Domon cravou os olhos em Elayne, depois em Nynaeve, com a estranha barba de illianense quase toda eriçada. Elayne só deixara a cabeça do homem livre.
— Essa mulher é uma Seanchan! — grunhiu.
Elayne e Nynaeve trocaram olhares surpresos. Egeanin? Seanchan? Era impossível. Só podia ser impossível.
— Tem certeza? — perguntou Nynaeve, devagar e baixinho.
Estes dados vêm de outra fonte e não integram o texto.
PR #800, opened 2021-06-09
Delete Kore_App_Icons.zip

mueller-ma:
In my opinion zip files shouldn't be committed to a git repository.
Furthermore this causes an error at F-Droid and has to be removed there: https://gitlab.com/fdroid/fdroiddata/-/merge_requests/7248/diffs?commit_id=815ddad70d72d86ac64fdc8721fa88dadafa11b7


SyncedSynapse:
Ok, but what about adding the files included in the zip, so that they don't get lost.

mueller-ma:
Aren't they included in https://github.com/xbmc/Kore/commit/fa6796475c5f97b2e8367557c7163219cdce3e90 and therefore already in the repository?

> so that they don't get lost

Even when deleted they live in the git history.

But I can unzip the file, if you want.

SyncedSynapse:
Didn't notice they were already included, sorry. Will merge this.

Issue #157, opened 2015-12-23
Allow volume changes with hardware keys even while screen is off


ThiefMaster:
I didn't even know that this is possible, but my audiobook player app has this annoying feature that even when the phone is locked and the screen is off the volume buttons change the playback volume. But while it's annoying in this app, I think it would be a great feature (maybe with an option to toggle it) in Kore.

There are many movies with some very loud and some very quiet scenes and having to unlock the phone to change the volume is not very nice. Being able to use the volume keys immediately would be pretty useful for this.

JoseFSilva:
+1 
I also feel this would be a nice improvement to have.
I currently work around this by having the screen always on when using Kore, which is not good at all for the phone's battery life/health :/

Peque:
Duplicate of #235? :wink:

Peque:
I created a new issue (#298), requesting a more complete media control while the screen is locked (i.e.: volume and playback controls).

PR #855, opened 2022-08-07
Control volume with hardware buttons when Kore is not focused (#157)

caffeineFox:
Since MediaSession was implemented, I thought it'd be a good point to add volume control via the VolumeProviderCompat. This way, playback volume can be adjusted even when Kore is not in focus and/or the screen is locked (but turned on). To my mind, it resolves Issue #157 as far as possible for now.


SyncedSynapse:
Thanks, and sorry for the delay in reviewing this.

Looks good, but a couple of comments:
- There's a setting that defines whether the hardware volume keys should control Kodi's volume, and that should be respected. Take a look at `Settings.java`, look for `KEY_PREF_USE_HARDWARE_VOLUME_KEYS` and check how it's used in `VolumeControllerDialogFragmentListener`. I'll point out in the code where to check if the setting is active.
- For consistency with the current code, please use spaces, with 4 spaces per level.
-

caffeineFox:
Hi, thanks for the feedback! I'll add the changes in the next days :)

caffeineFox:
Hi @SyncedSynapse I guess it's ready now :D I reindented the file and now support the user preference concerning hardware volume key usage

SyncedSynapse:
Ok, thanks.
Just one thing:
Note that in the constructor for `RemoteVolumeProviderCompat` you're calling `setCurrentVolume`, and you're constructing it, before checking if the hardware volume keys are enabled. I don't think it's serious, but can you please consider this. I'll point out in the code.

SyncedSynapse:
By the way, i'll probably be unavailable for the rest of the week, so i might not be able to merge this before next week.

caffeineFox:
Thanks for pointing that out. To my mind, it was not relevant to check the preference there since `setCurrentVolume` solely affects the `RemoteVolumeProviderCompat`. I thought it was necessary to get the currently set volume on Kodi and set it to the Compat so the volume used as reference for display (in the Android volume slider) is in sync. After doing some explorative testing, it seems that everything works just fine without initial synchronization, so I removed the call and method.

SyncedSynapse:
I didn't mind the syncing on the constructor, i just thought that you might only create `remoteVolumePC` after checking if the hardware volume keys were enabled, but this is ok also.

There's a slight bug: when you call any of the `HostConnectionObserver.register*` you need to call `unregister` somewhere (in this case in `onDestroy`), or it will keep a reference to the object, preventing GC, as `hostConnectionObserver` is a singleton.

I'll merge this as is and fix that later.

Thanks

Issue #912, opened 2022-09-21
Non-FOSS in F-Droid build


licaon-kter:
c728508ad65a03c24b65c6b6794a438f223c6a1c

```
$ gradle :app:dependencies --configuration releaseRuntimeClasspath
...
+--- androidx.core:core-google-shortcuts:1.0.1
|    +--- com.google.firebase:firebase-appindexing:20.0.0
|    |    +--- com.google.android.gms:play-services-base:17.5.0
|    |    |    +--- com.google.android.gms:play-services-basement:17.5.0
|    |    |    \--- com.google.android.gms:play-services-tasks:17.2.0
|    |    |         \--- com.google.android.gms:play-services-basement:17.4.0 -> 17.5.0 (*)
|    |    +--- com.google.android.gms:play-services-basement:17.5.0 (*)
|    |    \--- com.google.android.gms:play-services-tasks:17.0.0 -> 17.2.0 (*)
```
ref: https://github.com/xbmc/Kore/blob/v3.0.0-beta.1/app/build.gradle#L106

licaon-kter:
Think we can, for now, exclude gms at build time:
```
    implementation('androidx.core:core-google-shortcuts:1.0.1') {
        exclude group:'com.google.android.gms'
    }
```

Can somebody test this APK? https://gitlab.com/fdroid/fdroiddata/-/commit/4a42435346fda40ab37978bc65e71b8195b88ce8#note_1108571409

Is GMS used elsewhere too? Could I PR such a change here directly?

SyncedSynapse:
Play services aren't used in Kore, didn't think they would be dragged by the shortcuts library...

I'm obviously not sure if excluding that breaks something internally on the shortcuts library, but PR this and i'll make some tests.

SyncedSynapse:
Closing this as it will be managed through the pr

woheller69:
why is `exclude group:'com.google.android.gms` not a fix?

licaon-kter:
Because the lib was build from non-FOSS deps, so it's non-FOSS.

woheller69:
If I remove the whole thing 

```
    implementation('androidx.core:core-google-shortcuts:1.1.0') {
        exclude group:'com.google.android.gms'
    }
```

it still builds and works. What is the dependency used for?

licaon-kter:
[...]

PR #913, opened 2022-09-21
Exclude non-FOSS GMS deps from google-shortcuts

licaon-kter:
Fix https://github.com/xbmc/Kore/issues/912


SyncedSynapse:
I'm going to hold on merging this for a week or so, because we just started running beta testing on the Play store, and i don't want to stop that to include this. I'm also not comfortable sending this to prod without testing, so what i propose is do the release on Play store without this, then merge this (if my tests don't show up anything) and then F-Droid can pick it up.

licaon-kter:
That being said... this might not be enough, see comments: https://gitlab.com/fdroid/fdroiddata/-/commit/a2baa158a7dfd8d31c2bb3d88025aea81a52e042

SyncedSynapse:
Any other suggestions? I'm not familiar with f-droids build process

PR #915, opened 2022-09-27
Fix sharing play intents only working the first time

SyncedSynapse:
When sharing play intents, the `OpenShareActivity` launches the `RemoteActivity` at the end. In Android versions prior to 12, when doing a second share, it doesn't run `OpenShareActivity` and instead directly opens the `RemoteActivity`, so the play intent isn't delivered to Kodi. This doesn't happen on Android 12+, but to fix it we need to set flags when calling `RemoteActivity` `startActivity` so that the `OpenShareActivity` is called in the next sharing intent.


Harvie:
I can't play youtube videos since upgrade to v3.0.0 on Redmi8. So it has probably broken something.
Good think that now it actualy opens the kore window after sharing youtube video to kodi. Before it only started playing the video but didn't opened the kore. Now it does not play the video in kodi, but opens kore reliably.

PR #953, opened 2023-01-22
Update ArtistAlbumsListFragment.java

JungleJim42:
In artist view, show albums sorted by year. I tested this change with Android Studio.


SyncedSynapse:
Ideally one should be able to choose the sort, but this is better than sorting by name, so i'm merging it.

JungleJim42:
I agree that ideally one should be able to choose the sort, but this is beyond my capabilities. Thanks for this solution!

PR #958, opened 2023-02-14
Allow titles in settings to use more than one line

mueller-ma:
Some of them are truncated in the German translation, even with text size set to 'small' (in the OS settings).

### DIFF
--- a/app/src/main/res/xml/preferences.xml
+++ b/app/src/main/res/xml/preferences.xml
@@ -15,42 +15,49 @@
    limitations under the License.
 -->
 <!--suppress AndroidElementNotAllowed -->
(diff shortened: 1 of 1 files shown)


SyncedSynapse:
I'm not against this change, but doesn't this point to the need to review the "offending" titles? I mean, i believe that according to Android's guidelines, settings titles should occupy one line, so we should aim for that. 

Nevertheless i'm merging this, as it's an improvement

mueller-ma:
I agree that some translations should be shortened and someone already did it: https://github.com/xbmc/Kore/commit/023b0b4f738d8c213e7222193fb54285ff19683a#diff-7049c01dbaca09e41462205bc840bb2bdf6766f0b832e1ff68059c7fdfafadc8L284-R287

PR #961, opened 2023-03-16
Match SVT Play alphabetical video ids

### LINKED ISSUE #960: Play on Kodi stopped working for SVT Play
A while ago, SVT changed their link IDs from numbers to text, eg.
`https://www.svtplay.se/video/eDmaWYx/en-vildare-varld/1-de-stora-grasatarna`.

Soava tão atônita quanto Elayne se sentia.
— Eu nunca vou esquecer o rosto dela — respondeu Domon com firmeza. — A capitã de um navio. No caso, foi ela quem me levou para Falme, eu e meu navio, como prisioneiros dos Seanchan.
Egeanin não se esforçou para negar, apenas continuou ali parada, agarrada à faca. Seanchan. Mas eu gosto dela!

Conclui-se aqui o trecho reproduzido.